- Chak-e Sabz Ali Location within Iran
- Coordinates: 33°24′02″N 47°59′53″E﻿ / ﻿33.40056°N 47.99806°E
- Country: Iran
- Province: Lorestan
- County: Mamulan
- District: Central
- Rural District: Mamulan

Population (2016)
- • Total: 64
- Time zone: UTC+3:30 (IRST)

= Chak-e Sabz Ali =

Village in Lorestan province, Iran

Chak-e Sabz Ali (چک سبز علي) (Note: Also romanized as Chak-e Sabz ‘Alī and Chok-e Sabz‘alī; formerly known as Chak-e Sabz-e Olya (چك سبزعليا), also romanized as Chak-e Sabz ‘Olyā and Chak-e Sabz-e ‘Olyā; also known as Chak-e Sabz ‘Alī) is a village in Mamulan Rural District of the Central District (Note: Formerly Mamulan District of Pol-e Dokhtar County) in Mamulan County, Lorestan province, Iran.

==Demographics==
===Population===
At the time of the 2006 National Census, the village's population, as Chak-e Sabz-e Olya, was 106 in 20 households, when it was in Mamulan District (Note: Renamed the Central District of Mamulan County) of Pol-e Dokhtar County.
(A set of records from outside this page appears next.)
PR #455, opened 2024-12-02
Sanitise: Resolve free range indices when resolving associates

mlange05:
The current `Associate` resolution does not account for array index ranges if they are specific in the associate clauses (index remapping). This PR adds a partial resolution step to `ResolveAssociates`, which resolves free index ranges (`:`) in association clause against explicit indices from the original expression, should should both exist. The respective changes in the expression mapper require some care with respect to early termination and recursion into `.dimension` and `.type` properties of the given array expression.

Note: It does not resolve index shifts, where offsets are introduced by using bounded ranges (eg. `3:8`). Instead it warns about such (ab)use.

### DIFF
--- a/loki/transformations/sanitise/associates.py
+++ b/loki/transformations/sanitise/associates.py
@@ -158,7 +158,9 @@ class ResolveAssociateMapper(LokiIdentityMapper):
 
     def map_array(self, expr, *args, **kwargs):
         """ Partially resolve dimension indices and handle shape """
-        new = self.map_scalar(expr, *args, **kwargs)
+
+        # Recurse over existing array dimensions
+        expr_dims = self.rec(expr.dimensions, *args, **kwargs)
 
         # Recurse over the type's shape
         _type = expr.type
@@ -166,14 +168,19 @@ class ResolveAssociateMapper(LokiIdentityMapper):
             new_shape = self.rec(expr.type.shape, *args, **kwargs)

The following census in 2011 counted 96 people in 23 households, by which time the village was listed as Chak-e Sabz Ali. The 2016 census measured the population of the village as 64 people in 23 households.

In 2023, the district was separated from the county in the establishment of Mamulan County and renamed the Central District.